Nemri S.N.1, Fatima S. 2, Haider N.3
1Dr. Sabah Nayef Nemri, Consultant, Department of Laboratory Medicine, Aseer Central Hospital, Abha KSA, 2Dr. Sohaila Fatima, Department of Pathology, King Khalid University, Abha KSA, 3Dr. Nazima Haider Department of Pathology, King Khalid University, Abha, KSA
Address for Correspondence: Dr. Sohaila Fatima, King Khalid University, Abha KSA, Email: sohailafatima@gmail.com
Abstract
Leiomyosarcomas are uncommon soft tissue tumors which can arise anywhere in the body. Leiomyosarcomas of the scrotum belonging to the subcutaneous superficial group are rare and do not involve the testis, epididymis or spermatic cord. Immunohistochemistry is very important to diagnose and differentiate it from other spindle shaped lesions which may arise at this site. We present a case of scrotal mass in a 87 year old male which was diagnosed as leiomyosarcomas.

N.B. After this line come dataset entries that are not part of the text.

PR #4854, opened 2020-06-24
ipatests: Tests for ipahealthcheck tool with IPA external CA step1 installation only.

menonsudhir:
This testsuite checks whether the healthcheck tool reports correct status in a scenario where only Step1 installation
is performed for an IPA Server with external CA option. Below are some of the checks which report the status accordingly.

DogtagCertsConnectivityCheck, 
IPADomainCheck
IPACRLManagerCheck
IPAFileCheck
IPADNARangeCheck
IPACAChainExpirationCheck
IPACertRevocation
IPARAAgent
IPACertTracking
IPACertNSSTrust
IPANSSChainValidation
IPAOpenSSLChainValidation
IPACertmongerCA
IPAOpenSSLChainValidation

### DIFF
--- a/.freeipa-pr-ci.yaml
+++ b/.freeipa-pr-ci.yaml
@@ -1,1 +1,1 @@
-ipatests/prci_definitions/gating.yaml
+ipatests/prci_definitions/temp_commit.yaml
--- a/ipatests/prci_definitions/temp_commit.yaml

Keywords: Leiomyosarcoma, Scrotum, Paratesticular
Manuscript received: 26th April 2017, Reviewed: 5th May 2017
Author Corrected: 15th May 2017, Accepted for Publication: 24th May 2017
Introduction
Leiomyosarcoma (LMS) is a soft tissue tumour arising from smooth muscle cells of mesenchymal origin. It is usually seen in extremities, large vessels, retroperitoneum, superficial or deep soft tissues, rarely in bone, breast, colon, epididymis, mediastinum [1]. We report a case of LMS scrotum which was paratesticular in location a very rare site for this malignant tumor in an old male. It also highlights the importance of immunohistochemistry in differentiating it from other lesions.
Case Report
An 87 year old male was admitted with a right scrotal mass of 5 months duration. He had no significant past medical history. On physical examination there was a 6X5 cm right scrotal mass which appeared separate from testis. The X-ray chest and whole body CT scan was normal. Tumour markers including lactate dehydrogenase (LDH), alpha-fetoprotein (AFP) and beta-human chorionic gonadotrophin (β-HCG) were within normal ranges. An ultrasonography showed a solid mass in scrotal subcutaneous tissue with cystic areas not communicating with testis. The patient underwent resection of mass. On gross examination it was firm grey white homogenous tumor 6x5x2.5cm with focal tiny cystic areas with skin attached. The pathologic examination revealed infiltrative hypercellular spindle cell proliferation in subcutaneous tissue (Figure 1) arranged in alternating fascicles (Figure 2A) and focal sheets of epithelioid cells with slit like and cystic spaces (Figure 2B), prominent vascular pattern (Figure 2C). Tumor cells showed nuclear atypia and mitotic activity 13/10 HPF with background of chronic inflammatory infiltrate of lymphocytes and plasma cells (Figure 2D). Immunostaining was positive for smooth muscle actin (SMA), CD34, calponin ,S100 ,focally positive (Figure 3) and negative for pancytokeratin, desmin, MyoD1,CD117. It was diagnosed as high grade sarcoma favouring LMS.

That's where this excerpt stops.